I`ve had a lot of late nights at it Joe.
Having a couple of nights off though so maybe I`ll resume tomorrow.

Mike


----------



## Dale63 (Oct 5, 2007)

Hi 

dont know if you are sorted yet but how i would do this is by getting 4 bits of glass front 60x20cm then back 60x15cm and 2 strips of glass 60cm x 15mm put your s/steel mesh on the gap and mastic the strips on top of the mesh job done.


----------



## Meefloaf (Mar 24, 2013)

is this what you are suggesting Dale ? using the two strips to 'pin/sandwich' the mesh in the gap ? glass sitting inside the exo lip ?

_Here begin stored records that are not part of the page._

PR #11644, opened 2023-07-10
TRD add additional helper functions

pestratm:
Added some additional helper functions for TRD that @tdietel provided in his macros
@martenole @pachmay

### DIFF
--- a/DataFormats/Detectors/TRD/src/Tracklet64.cxx
+++ b/DataFormats/Detectors/TRD/src/Tracklet64.cxx
@@ -43,6 +43,35 @@ GPUd() int Tracklet64::getPadCol() const
   return CAMath::Nint(6.f + mcmCol * ((float)NCOLMCM) + padLocal);
 }
 
+GPUd() float Tracklet64::PadPositionMCM() const
+{
+  return 12.0 - (getPositionBinSigned() * GRANULARITYTRKLPOS);
+}
+
+GPUd() float Tracklet64::PadPosition() const
+{
+  // int padLocalBin = tracklet.getPosition() ^ 0x80;
+  float padMCM = PadPositionMCM();
+  int mcmCol = HelperMethods::getMCMCol(getROB(), getMCM());
+  return float((mcmCol + 1) * NCOLMCM) + 2.0 - padMCM;
+}
+
+GPUd() float Tracklet64::UncalibratedPad() const
+{
+  float y = getUncalibratedY();
+  int mcmCol = (getMCM() % NMCMROBINCOL) + NMCMROBINCOL * (getROB() % 2);
+  // one pad column has 144 pads, the offset of -63 is the center of the first MCM in that column
+  // which is connected to the pads -63 - 9 = -72 to -63 + 9 = -54
+  // float offset = -63.f + ((float)NCOLMCM) * mcmCol;
+  float padWidth = 0.635f + 0.03f * (getDetector() % NLAYER);
+  return y / padWidth + 71.0;
+}
+
+GPUd() float Tracklet64::Slope() const
+{
+  return getSlopeBinSigned() * GRANULARITYTRKLSLOPE / ADDBITSHIFTSLOPE;
+}
+
 #ifndef GPUCA_GPUCODE_DEVICE
 void Tracklet64::printStream(std::ostream& stream) const
 {
--- a/DataFormats/Detectors/TRD/include/DataFormatsTRD/HelperMethods.h
+++ b/DataFormats/Detectors/TRD/include/DataFormatsTRD/HelperMethods.h
@@ -150,9 +150,9 @@ struct HelperMethods {
 
   static int getLinkIDfromHCID(int hcid)
   {
-    //return a number in range [0:29] for the link related to this hcid with in its respective CRU
-    //lower 15 is endpoint 0 and upper 15 is endpoint 1
-    //a side has 30, c side has 30 to give 60 links for a supermodule
+    // return a number in range [0:29] for the link related to this hcid with in its respective CRU
+    // lower 15 is endpoint 0 and upper 15 is endpoint 1
+    // a side has 30, c side has 30 to give 60 links for a supermodule
     int sector = hcid / constants::NHCPERSEC;
     return getORIinSuperModule(hcid) + constants::NHCPERSEC * sector;
   }
@@ -203,6 +203,12 @@ struct HelperMethods {
     rob = (mcmCol >= constants::NMCMROBINCOL) ? (row / constants::NMCMROBINROW) * 2 + 1 : (row / constants::NMCMROBINROW) * 2;
     mcm = (row % constants::NMCMROBINROW) * constants::NMCMROBINCOL + (mcmCol % constants::NMCMROBINCOL);
     channel = constants::NADCMCM - 1 - ((chamberIndex % constants::NCHANNELSPERROW) % constants::NADCMCM);
+  }
+
+  static int getMCMCol(int irob, int imcm)
+  {
+    // calculate the column number of the MCM within the TRD detector
+    return (imcm % constants::NMCMROBINCOL) + constants::NMCMROBINCOL * (irob % 2);
   }
 };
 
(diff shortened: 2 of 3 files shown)


DataFormats/Detectors/TRD/src/Tracklet64.cxx
```diff
@@ -43,6 +43,35 @@ GPUd() int Tracklet64::getPadCol() const
...
+  float y = getUncalibratedY();
+  int mcmCol = (getMCM() % NMCMROBINCOL) + NMCMROBINCOL * (getROB() % 2);
+  // one pad column has 144 pads, the offset of -63 is the center of the first MCM in that column
+  // which is connected to the pads -63 - 9 = -72 to -63 + 9 = -54
+  // float offset = -63.f + ((float)NCOLMCM) * mcmCol;
+  float padWidth = 0.635f + 0.03f * (getDetector() % NLAYER);
+  return y / padWidth + 71.0;
+}
+
+GPUd() float Tracklet64::Slope() const
```
martenole, line 70: could for this not `getUncalibratedDy(1)` be used? And I think one needs to take into account the pad width for the slope, no?

DataFormats/Detectors/TRD/src/Tracklet64.cxx
```diff
@@ -43,6 +43,35 @@ GPUd() int Tracklet64::getPadCol() const
...
+
+GPUd() float Tracklet64::PadPosition() const
+{
+  // int padLocalBin = tracklet.getPosition() ^ 0x80;
+  float padMCM = PadPositionMCM();
+  int mcmCol = HelperMethods::getMCMCol(getROB(), getMCM());
+  return float((mcmCol + 1) * NCOLMCM) + 2.0 - padMCM;
+}
+
+GPUd() float Tracklet64::UncalibratedPad() const
```
martenole, line 59: isn't this a duplicate of `getUncalibratedY()`?

DataFormats/Detectors/TRD/src/Tracklet64.cxx
```diff
@@ -43,6 +43,35 @@ GPUd() int Tracklet64::getPadCol() const
   return CAMath::Nint(6.f + mcmCol * ((float)NCOLMCM) + padLocal);
 }
 
+GPUd() float Tracklet64::PadPositionMCM() const
+{
+  return 12.0 - (getPositionBinSigned() * GRANULARITYTRKLPOS);
+}
+
+GPUd() float Tracklet64::PadPosition() const
```
martenole, line 51: isn't this a duplicate of `getPadCol()`?

DataFormats/Detectors/TRD/src/Tracklet64.cxx
```diff
@@ -43,6 +43,35 @@ GPUd() int Tracklet64::getPadCol() const
   return CAMath::Nint(6.f + mcmCol * ((float)NCOLMCM) + padLocal);
 }
 
+GPUd() float Tracklet64::PadPositionMCM() const
+{
+  return 12.0 - (getPositionBinSigned() * GRANULARITYTRKLPOS);
```
martenole, line 48: `getPositionBinSigned() * GRANULARITYTRKLPOS` should give the local pad number relative to the MCM center. Why are you subtracting 12 here? Shouldn't it be 10.5? But in any case I am not sure if these functions are needed

martenole (changes requested):
Hi @pestratm thanks, the update to the HelperMethods is fine with me. For the tracklet64 I think the existing functions should be OK. Can you see if they are sufficient for the macros you want to add to the TRD repo?
And please not in general functions in O2 need to start with lower case letter

DataFormats/Detectors/TRD/src/Tracklet64.cxx
pestratm: ```UncalibratedPad()``` gives the uncalibrated pad number corresponding to the tracklet position, while ```getUncalibratedY()``` gives the uncalibrated y-coordinate. That's why for ```UncalibratedPad()```, we divide by the pad width, isn't it?

DataFormats/Detectors/TRD/src/Tracklet64.cxx
pestratm: If we take into account the pad width, then we can use ```getUncalibratedDy(1)```. Tbh, I'm not sure about Tom's reasoning not to take it into account.

DataFormats/Detectors/TRD/src/Tracklet64.cxx
martenole: but the uncalibrated pad number should really be given by `getPadCol()`. I just want to avoid any confusion and that we use consistently the functions we have in all the places. Otherwise it get's quite messy. So maybe you could use the functions in your PR to the TRD repo which are already available and drop the ones which are added to Tracklet64? The additional function in HelperMethods is fine of course

DataFormats/Detectors/TRD/src/Tracklet64.cxx
tdietel: > isn't this a duplicate of `getPadCol()`?

getPadCol() returns an int, but the position of a tracklet is known better than a pad. Therefore I think it makes sense to provide a function that gives the tracklet position with float precision.
I suspect changing getPadCol() to return a float might break some code, hence I introduced another helper function. I am thinking about calling it getPadColF() (or getPadColFloat, suggestions welcome).

DataFormats/Detectors/TRD/src/Tracklet64.cxx
tdietel: It looks like this essentially does the same thing as PadPosition() discussed above, but in a different way (i.e. calculating the pad from the y coordinate, rather than from MCM and position within the MCM). 
I don't remember exactly, but I might have compared the two to make sure I get it right.

DataFormats/Detectors/TRD/src/Tracklet64.cxx
tdietel: The slope is given in units of pad/timebin, while dy is a distance in cm.
For my raw data display, I wanted everything in pads and timebins, hence the extra function.
I find code with getSlope() more readable than writing the below calculation, but that might be personal preference.

DataFormats/Detectors/TRD/src/Tracklet64.cxx
tdietel: From my memory, the reason for 12 is that it matches the digits in the raw data display. At the time, I did not try to figure out why this works.

martenole: in `UncalibratedPad()` there is also a +2 which I don't understand. This effectively turns the 12 into a 10, so closer to the expected 10.5

martenole:
Ok, I'd suggest we add
- `getPositionInPadCol()` to return the TRD pad column number as a float
- `getSlopeInPadsPerTB()` to return the slope as float in units of pads per time bin
These functions should then be used internally by `getPadCol()`, `getUncalibratedY()` and `getUncalibratedDy()`.

But we still have to understand the offset. In the `getPadCol()` I currently set an offset of 8 pads, because this is what I see when matching digits to tracklets on tracks and simply looking for the maximum ADC sum inside the digits. On average this should give me the correct offset for the conversion, no? I probably need to look closer again.

@pestratm do you want to give it a try to implement the above 2 functions to Tracklet64 or should I do it?

pestratm:
> Ok, I'd suggest we add
> 
>     * `getPositionInPadCol()` to return the TRD pad column number as a float
> 
>     * `getSlopeInPadsPerTB()` to return the slope as float in units of pads per time bin
>       These functions should then be used internally by `getPadCol()`, `getUncalibratedY()` and `getUncalibratedDy()`.
> 
> 
> But we still have to understand the offset. In the `getPadCol()` I currently set an offset of 8 pads, because this is what I see when matching digits to tracklets on tracks and simply looking for the maximum ADC sum inside the digits. On average this should give me the correct offset for the conversion, no? I probably need to look closer again.
> 
> @pestratm do you want to give it a try to implement the above 2 functions to Tracklet64 or should I do it?

You mean keeping `PadPosition()` as `getPositionInPadCol()`, and `Slope()` as `getSlopeInPadsPerTB()`?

p.s yes, i am the master of MS Paint


----------



## frogman955 (Feb 7, 2010)

Looks fine to me Joe.

Mike


----------



## Dale63 (Oct 5, 2007)

yer your spot on loaf that was what i was thinking.


----------



## Meefloaf (Mar 24, 2013)

frogman955 said:


> Looks fine to me Joe.
> 
> Mike


What mesh should i be looking at, the last lot i bought is only 40wide, might just have to get it from dartfrog and hope it gets here not too late next week


----------



## frogman955 (Feb 7, 2010)

If your in a hurry Joe go here >> 
Woven Wire, 30 Mesh, 30cm x 30cm x0.6mm (Insect Screen) Stainless Steel | eBay


Mike


----------



## Meefloaf (Mar 24, 2013)

gave dartfrog a go, most on ebay are too small, cant be bothered with a join aha, definitely going for a proper viv in the future


----------



## Dale63 (Oct 5, 2007)

if you give me your address i will send you some.


----------



## fatlad69 (Oct 22, 2009)

Joe if you look at my build when I converted the lid I just covered the mesh edges with some 16mm black plastic trim. It works fine and gives a nice neat edge. I know you were worried about the glass falling in when using the exo lid but mine has remained rock solid.


----------



## Meefloaf (Mar 24, 2013)

i'll give this a go on the spare viv i have Ade, and Dale, cheers fella, got some ordered from DF, delivery time isnt so much as an issue as my days off are so far apart so if its a few days behind and comes back end of next week, at least it'll give me time for silicone and glass to be collected


----------